## Your instructions
Each line of the data below that carries the word "tokio" needs to be copied.

(Source records)
PR #2766, opened 2025-12-23
HandleKind::Interface now carries an ObjectImpl, because JS cares wha…

mhammond:
…t the impl is

@bendk I think this is what we discussed - as you'll see in the patch, I think that either using `ObjectImpl` is wrong, or what this patch needs more work so that it always gets the precise variant in the places where today it doesn't know what it is.

Seems to work with js, although I've not actually tested it 😅

### DIFF
--- a/uniffi_bindgen/src/bindings/python/pipeline/nodes.rs
+++ b/uniffi_bindgen/src/bindings/python/pipeline/nodes.rs
@@ -617,7 +617,11 @@ pub enum HandleKind {
     RustFuture,
     ForeignFuture,
     ForeignFutureCallbackData,
-    Interface {
+    StructInterface {
+        module_name: String,
+        interface_name: String,
+    },
+    TraitInterface {
         module_name: String,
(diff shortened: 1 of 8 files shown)


mhammond:
> For that reason I like using `ObjectImpl` rather than only distinguishing interface vs trait.

But it seems like at least a couple of places in callback_interfaces.rs doesn't actually know whether it is a `::Trait` or a `CallbackTrait` - so languages which care about the distinction might get it wrong?

(At least It *think* both these variants use vtables in the same way?)

bendk:
> But it seems like at least a couple of places in callback_interfaces.rs doesn't actually know whether it is a `::Trait` or a `CallbackTrait` - so languages which care about the distinction might get it wrong?

Ahh, i didn't realize that.  In that case, I'm for a boolean.

mhammond:
> Ahh, i didn't realize that. In that case, I'm for a boolean.

I ended up just adding a new variant - wdyt?

PR #2767, opened 2025-12-23
Remove redundant toLong() conversion method call

rvandermeulen:
Fixes a new warning introduced in Kotlin 2.3. I haven't managed to test this locally, but AFAICT this addresses the code tripping up the warning.


bendk (commented):
Looks great to me, let's merge this.

PR #2777, opened 2026-01-08
Ignore any other doc annotation when trying to parse doc comments

### LINKED ISSUE #2776: Can't use `#[doc(hidden)]` with  #[uniffi::export(async_runtime = "tokio")]
The following error is emitted:

```
error: expected `=`
  --> crates/nym-vpn-lib-uniffi/src/environment.rs:47:10
   |
47 |     #[doc(hidden)]
   |          ^
```

Source:

```rs
impl Environment {
    // some code omitted for brevity

    #[doc(hidden)]
    pub async fn __stub_to_keep_compiler_happy(&self) {
        // Stub method to please compiler
    }
}
```

badboy:
Fixes #2776

---

This fixes the immediate issue.
Looking at the code we maybe might be able to change it further and completely remove the error case there.
I don't think it can even occur still?

### DIFF
--- a/uniffi_macros/src/util.rs
+++ b/uniffi_macros/src/util.rs
@@ -291,14 +291,19 @@ pub(crate) fn extract_docstring(attrs: &[Attribute]) -> syn::Result<String> {
     attrs
         .iter()
         .filter(|attr| attr.path().is_ident("doc"))
-        .map(|attr| {
-            let name_value = attr.meta.require_name_value()?;
+        .filter_map(|attr| {
+            let Ok(name_value) = attr.meta.require_name_value() else {
+                return None;
+            };
             if let Expr::Lit(expr) = &name_value.value {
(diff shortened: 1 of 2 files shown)


uniffi_macros/src/util.rs
```diff
@@ -291,14 +291,19 @@ pub(crate) fn extract_docstring(attrs: &[Attribute]) -> syn::Result<String> {
     attrs
         .iter()
         .filter(|attr| attr.path().is_ident("doc"))
-        .map(|attr| {
-            let name_value = attr.meta.require_name_value()?;
+        .flat_map(|attr| {
```
bendk: Nit: Would `filter_map` match this code better?

badboy: I'm like 95% sure that my brain was _reading_ this as filter map (hey, I wrote this code first thing in the morning!)

PR #2778, opened 2026-01-08
Count an async constructor as an async method for an async-exported impl

### LINKED ISSUE #2775: no async methods in this impl block
Creating a method with async constructors but no other async methods breaks `#[uniffi::export(async_runtime = "tokio")]` macros:

```
15 | #[uniffi::export(async_runtime = "tokio")]
   |                                  ^^^^^^^

error: could not compile `nym-vpn-lib-uniffi` (lib) due to 1 previous error

```

Something along those lines fails to compile:

```rs
#[derive(uniffi::Object)]
pub struct TestObject {
    value: u16
}

impl TestObject {
    #[uniffi::constructor]
    pub async fn new() -> Self {
      Self { value: 1 }
    }
}
```

Adding a blank async stub methods seems to please the compiler:

```rs
impl TestObject {
    #[uniffi::constructor]
    pub async fn new() -> Self {
      Self { value: 1 }
    }

    pub async fn __stub(&self) {
        // Stub method to please compiler
    }
}
```

badboy:
Fixes #2775

### DIFF
--- a/fixtures/futures/src/lib.rs
+++ b/fixtures/futures/src/lib.rs
@@ -499,4 +499,16 @@ async fn cancel_delay_using_trait(obj: Arc<dyn AsyncParser>, delay_ms: i32) {
     assert_eq!(future.await, Err(Aborted));
 }
 
+/// A test object with no (async) methods.
+#[derive(uniffi::Object)]
+pub struct TestObject;
+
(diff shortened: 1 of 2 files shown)


pronebird:
You're on the roll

## Response to this task
### LINKED ISSUE #2776: Can't use `#[doc(hidden)]` with  #[uniffi::export(async_runtime = "tokio")]
Creating a method with async constructors but no other async methods breaks `#[uniffi::export(async_runtime = "tokio")]` macros:
15 | #[uniffi::export(async_runtime = "tokio")]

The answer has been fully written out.